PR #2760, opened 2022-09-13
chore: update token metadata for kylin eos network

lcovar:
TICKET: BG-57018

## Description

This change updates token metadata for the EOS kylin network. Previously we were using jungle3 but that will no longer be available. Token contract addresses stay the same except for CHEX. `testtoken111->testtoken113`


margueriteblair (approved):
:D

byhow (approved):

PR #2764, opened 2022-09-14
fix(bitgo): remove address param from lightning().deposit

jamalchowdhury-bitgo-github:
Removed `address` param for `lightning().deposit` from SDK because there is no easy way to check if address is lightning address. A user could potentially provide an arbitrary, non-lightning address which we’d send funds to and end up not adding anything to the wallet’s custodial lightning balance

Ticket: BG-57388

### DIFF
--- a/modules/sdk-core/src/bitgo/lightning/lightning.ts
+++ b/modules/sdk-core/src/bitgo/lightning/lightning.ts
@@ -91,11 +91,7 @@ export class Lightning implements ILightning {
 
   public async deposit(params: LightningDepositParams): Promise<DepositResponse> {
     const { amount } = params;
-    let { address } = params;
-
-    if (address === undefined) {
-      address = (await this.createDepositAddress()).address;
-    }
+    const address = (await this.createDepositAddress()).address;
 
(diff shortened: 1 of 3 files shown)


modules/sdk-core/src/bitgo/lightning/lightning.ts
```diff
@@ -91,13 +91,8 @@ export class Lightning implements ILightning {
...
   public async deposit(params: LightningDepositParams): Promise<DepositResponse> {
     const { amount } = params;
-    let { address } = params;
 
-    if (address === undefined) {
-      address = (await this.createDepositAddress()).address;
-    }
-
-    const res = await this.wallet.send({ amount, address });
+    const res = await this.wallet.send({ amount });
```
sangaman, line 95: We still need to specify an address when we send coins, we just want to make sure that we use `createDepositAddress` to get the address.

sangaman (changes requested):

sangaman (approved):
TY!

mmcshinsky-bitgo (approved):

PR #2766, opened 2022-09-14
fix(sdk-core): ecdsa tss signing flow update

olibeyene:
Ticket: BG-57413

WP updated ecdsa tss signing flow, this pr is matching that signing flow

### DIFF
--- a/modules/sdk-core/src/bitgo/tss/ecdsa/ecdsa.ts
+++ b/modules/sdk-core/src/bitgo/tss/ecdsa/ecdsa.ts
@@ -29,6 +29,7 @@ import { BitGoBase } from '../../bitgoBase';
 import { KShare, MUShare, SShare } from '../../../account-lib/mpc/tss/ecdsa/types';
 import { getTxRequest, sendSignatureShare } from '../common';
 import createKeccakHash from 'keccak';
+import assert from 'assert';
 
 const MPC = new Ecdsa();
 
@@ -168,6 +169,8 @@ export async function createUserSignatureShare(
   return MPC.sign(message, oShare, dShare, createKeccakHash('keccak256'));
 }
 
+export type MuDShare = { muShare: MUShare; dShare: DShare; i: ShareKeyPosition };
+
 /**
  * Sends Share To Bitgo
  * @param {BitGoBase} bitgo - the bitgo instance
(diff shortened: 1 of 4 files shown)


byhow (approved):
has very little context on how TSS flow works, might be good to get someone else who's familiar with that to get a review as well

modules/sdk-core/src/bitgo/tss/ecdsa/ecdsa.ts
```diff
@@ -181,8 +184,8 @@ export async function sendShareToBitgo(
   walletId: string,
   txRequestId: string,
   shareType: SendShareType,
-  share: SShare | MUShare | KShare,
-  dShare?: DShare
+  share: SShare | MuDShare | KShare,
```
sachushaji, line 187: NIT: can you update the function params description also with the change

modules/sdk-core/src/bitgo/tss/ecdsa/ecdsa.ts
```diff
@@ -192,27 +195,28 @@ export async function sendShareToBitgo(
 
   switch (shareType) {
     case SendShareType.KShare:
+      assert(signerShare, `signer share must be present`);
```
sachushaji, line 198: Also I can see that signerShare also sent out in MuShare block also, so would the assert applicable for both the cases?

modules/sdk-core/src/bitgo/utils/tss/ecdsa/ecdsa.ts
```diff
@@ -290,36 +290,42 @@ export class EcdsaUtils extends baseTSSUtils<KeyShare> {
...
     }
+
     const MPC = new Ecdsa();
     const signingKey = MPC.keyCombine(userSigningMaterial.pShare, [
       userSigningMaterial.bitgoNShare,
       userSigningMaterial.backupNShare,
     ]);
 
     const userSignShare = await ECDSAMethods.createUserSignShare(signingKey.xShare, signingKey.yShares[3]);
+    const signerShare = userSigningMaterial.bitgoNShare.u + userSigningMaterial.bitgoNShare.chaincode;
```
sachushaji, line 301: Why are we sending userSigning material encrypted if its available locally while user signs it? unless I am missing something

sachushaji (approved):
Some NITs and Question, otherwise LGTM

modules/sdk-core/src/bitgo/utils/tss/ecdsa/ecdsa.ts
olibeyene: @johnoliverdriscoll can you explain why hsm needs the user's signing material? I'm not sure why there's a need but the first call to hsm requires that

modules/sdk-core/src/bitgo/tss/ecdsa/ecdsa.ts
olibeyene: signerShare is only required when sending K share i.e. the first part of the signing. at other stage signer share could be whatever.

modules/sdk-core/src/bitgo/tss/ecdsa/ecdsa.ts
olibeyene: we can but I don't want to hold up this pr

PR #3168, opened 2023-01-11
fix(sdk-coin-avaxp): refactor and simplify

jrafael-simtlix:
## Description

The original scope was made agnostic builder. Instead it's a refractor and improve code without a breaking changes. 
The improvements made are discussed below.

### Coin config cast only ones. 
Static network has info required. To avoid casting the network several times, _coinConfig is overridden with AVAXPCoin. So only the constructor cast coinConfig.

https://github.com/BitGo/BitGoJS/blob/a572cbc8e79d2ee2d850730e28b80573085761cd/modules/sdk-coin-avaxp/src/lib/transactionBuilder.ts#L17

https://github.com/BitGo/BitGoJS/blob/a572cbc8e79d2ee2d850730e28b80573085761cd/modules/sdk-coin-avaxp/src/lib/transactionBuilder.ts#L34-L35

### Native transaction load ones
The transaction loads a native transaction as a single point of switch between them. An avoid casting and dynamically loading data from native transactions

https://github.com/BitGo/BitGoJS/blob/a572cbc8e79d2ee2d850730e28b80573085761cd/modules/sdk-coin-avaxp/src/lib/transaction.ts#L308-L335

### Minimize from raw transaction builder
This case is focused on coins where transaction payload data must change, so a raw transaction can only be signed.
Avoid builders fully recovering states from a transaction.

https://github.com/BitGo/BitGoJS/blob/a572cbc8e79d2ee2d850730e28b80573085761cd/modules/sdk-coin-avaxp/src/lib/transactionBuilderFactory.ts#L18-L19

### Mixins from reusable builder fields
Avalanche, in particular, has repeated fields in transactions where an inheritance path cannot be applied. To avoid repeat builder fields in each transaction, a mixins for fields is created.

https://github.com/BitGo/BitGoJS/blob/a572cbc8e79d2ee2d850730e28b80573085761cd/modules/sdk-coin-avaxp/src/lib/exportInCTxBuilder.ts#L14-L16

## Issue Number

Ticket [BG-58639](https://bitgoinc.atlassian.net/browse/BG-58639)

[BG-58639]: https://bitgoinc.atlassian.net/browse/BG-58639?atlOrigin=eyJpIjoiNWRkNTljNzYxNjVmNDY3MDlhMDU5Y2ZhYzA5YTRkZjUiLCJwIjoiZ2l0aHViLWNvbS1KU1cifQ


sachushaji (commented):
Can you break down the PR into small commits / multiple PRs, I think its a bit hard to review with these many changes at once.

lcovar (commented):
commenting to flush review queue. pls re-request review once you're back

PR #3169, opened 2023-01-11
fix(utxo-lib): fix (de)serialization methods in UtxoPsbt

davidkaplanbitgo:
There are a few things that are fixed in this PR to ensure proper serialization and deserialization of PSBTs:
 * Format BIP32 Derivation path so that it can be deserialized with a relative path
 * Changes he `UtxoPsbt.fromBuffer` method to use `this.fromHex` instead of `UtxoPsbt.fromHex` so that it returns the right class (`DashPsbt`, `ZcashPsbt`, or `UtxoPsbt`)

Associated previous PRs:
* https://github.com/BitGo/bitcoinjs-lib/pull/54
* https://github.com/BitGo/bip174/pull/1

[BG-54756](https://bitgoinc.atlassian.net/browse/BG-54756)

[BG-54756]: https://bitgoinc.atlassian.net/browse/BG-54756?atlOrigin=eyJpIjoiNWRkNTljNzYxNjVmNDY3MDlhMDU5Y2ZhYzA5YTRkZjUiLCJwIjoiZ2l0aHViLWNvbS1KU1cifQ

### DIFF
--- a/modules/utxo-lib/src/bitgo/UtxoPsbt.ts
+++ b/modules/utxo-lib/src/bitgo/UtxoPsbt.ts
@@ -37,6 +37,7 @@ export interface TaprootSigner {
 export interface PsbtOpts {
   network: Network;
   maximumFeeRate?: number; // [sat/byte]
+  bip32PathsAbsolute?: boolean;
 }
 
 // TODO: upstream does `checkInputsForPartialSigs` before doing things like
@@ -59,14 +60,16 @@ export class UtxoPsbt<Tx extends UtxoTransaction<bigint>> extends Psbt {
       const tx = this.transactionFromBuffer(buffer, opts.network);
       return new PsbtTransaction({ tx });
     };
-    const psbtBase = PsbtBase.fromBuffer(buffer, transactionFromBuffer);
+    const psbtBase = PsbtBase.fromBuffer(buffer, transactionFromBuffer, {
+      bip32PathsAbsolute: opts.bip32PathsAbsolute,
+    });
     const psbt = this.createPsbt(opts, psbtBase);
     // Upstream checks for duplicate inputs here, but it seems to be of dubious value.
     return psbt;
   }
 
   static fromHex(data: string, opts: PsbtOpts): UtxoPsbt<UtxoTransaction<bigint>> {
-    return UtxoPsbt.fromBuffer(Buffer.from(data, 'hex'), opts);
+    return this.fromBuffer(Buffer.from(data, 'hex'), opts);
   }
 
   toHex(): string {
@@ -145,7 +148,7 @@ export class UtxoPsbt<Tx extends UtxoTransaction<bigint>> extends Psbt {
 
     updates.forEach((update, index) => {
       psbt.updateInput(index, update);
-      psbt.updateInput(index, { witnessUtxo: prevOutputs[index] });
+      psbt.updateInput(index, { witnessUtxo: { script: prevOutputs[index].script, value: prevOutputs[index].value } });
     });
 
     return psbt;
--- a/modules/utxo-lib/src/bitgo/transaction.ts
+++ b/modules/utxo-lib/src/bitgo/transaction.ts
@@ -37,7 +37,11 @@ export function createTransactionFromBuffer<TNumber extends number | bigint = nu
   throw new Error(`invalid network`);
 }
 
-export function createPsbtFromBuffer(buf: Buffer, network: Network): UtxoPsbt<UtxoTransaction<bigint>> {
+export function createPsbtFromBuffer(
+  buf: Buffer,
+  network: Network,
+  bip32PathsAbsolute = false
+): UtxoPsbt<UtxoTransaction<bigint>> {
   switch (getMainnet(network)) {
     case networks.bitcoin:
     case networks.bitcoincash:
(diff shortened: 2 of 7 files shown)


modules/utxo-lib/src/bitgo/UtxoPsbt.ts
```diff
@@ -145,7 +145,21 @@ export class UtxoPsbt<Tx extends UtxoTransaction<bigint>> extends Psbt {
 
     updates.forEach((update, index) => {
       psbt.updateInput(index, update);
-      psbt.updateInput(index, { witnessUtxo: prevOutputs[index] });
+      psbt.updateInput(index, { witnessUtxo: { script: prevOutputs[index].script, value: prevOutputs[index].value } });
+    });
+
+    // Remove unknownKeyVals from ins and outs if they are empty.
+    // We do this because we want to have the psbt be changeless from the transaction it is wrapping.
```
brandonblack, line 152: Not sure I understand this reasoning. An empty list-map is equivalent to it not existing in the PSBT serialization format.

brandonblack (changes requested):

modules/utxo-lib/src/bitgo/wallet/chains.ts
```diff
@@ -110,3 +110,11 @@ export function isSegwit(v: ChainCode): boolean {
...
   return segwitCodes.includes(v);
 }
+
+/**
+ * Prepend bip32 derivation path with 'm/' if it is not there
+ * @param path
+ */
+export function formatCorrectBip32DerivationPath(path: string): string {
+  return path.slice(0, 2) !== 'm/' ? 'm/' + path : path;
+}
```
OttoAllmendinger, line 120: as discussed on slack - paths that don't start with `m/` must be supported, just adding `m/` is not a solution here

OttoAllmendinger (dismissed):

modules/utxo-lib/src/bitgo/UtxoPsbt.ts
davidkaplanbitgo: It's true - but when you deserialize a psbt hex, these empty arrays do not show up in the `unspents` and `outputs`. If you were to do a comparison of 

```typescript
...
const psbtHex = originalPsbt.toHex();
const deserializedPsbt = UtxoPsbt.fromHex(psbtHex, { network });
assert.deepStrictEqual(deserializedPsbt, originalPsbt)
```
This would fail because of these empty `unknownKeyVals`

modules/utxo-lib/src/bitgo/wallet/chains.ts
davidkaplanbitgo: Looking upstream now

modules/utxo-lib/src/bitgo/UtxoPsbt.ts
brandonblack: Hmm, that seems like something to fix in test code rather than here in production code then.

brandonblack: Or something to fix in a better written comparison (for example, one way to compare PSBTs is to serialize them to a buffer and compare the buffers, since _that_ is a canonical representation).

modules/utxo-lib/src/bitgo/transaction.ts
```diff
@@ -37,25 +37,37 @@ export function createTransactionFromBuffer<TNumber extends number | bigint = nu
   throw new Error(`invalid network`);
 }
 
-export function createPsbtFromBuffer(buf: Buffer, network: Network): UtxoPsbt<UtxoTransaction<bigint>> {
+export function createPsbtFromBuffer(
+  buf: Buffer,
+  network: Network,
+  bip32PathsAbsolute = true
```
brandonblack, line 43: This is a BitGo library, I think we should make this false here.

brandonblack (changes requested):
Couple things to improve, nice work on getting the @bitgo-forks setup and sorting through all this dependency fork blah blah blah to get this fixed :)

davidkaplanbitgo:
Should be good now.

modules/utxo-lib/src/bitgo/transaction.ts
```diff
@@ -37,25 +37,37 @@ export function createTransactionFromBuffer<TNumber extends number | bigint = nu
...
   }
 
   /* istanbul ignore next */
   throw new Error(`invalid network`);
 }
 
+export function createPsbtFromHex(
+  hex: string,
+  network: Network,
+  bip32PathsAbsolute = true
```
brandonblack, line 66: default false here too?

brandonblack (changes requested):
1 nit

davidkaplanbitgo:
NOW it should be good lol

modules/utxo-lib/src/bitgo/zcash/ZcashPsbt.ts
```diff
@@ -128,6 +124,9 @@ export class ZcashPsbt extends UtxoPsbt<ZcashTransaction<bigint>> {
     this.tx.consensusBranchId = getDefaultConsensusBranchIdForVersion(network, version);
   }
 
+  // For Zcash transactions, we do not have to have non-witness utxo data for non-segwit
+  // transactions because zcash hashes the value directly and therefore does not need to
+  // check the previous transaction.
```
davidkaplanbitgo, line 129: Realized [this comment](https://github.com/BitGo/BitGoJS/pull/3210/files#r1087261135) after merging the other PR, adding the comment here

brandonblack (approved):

[WORK REQUIRED] Look through the data and gather every line with the string "discussed" in it.

[SOLUTION FOR THIS EXERCISE]
The improvements made are discussed below.
OttoAllmendinger, line 120: as discussed on slack - paths that don't start with `m/` must be supported, just adding `m/` is not a solution here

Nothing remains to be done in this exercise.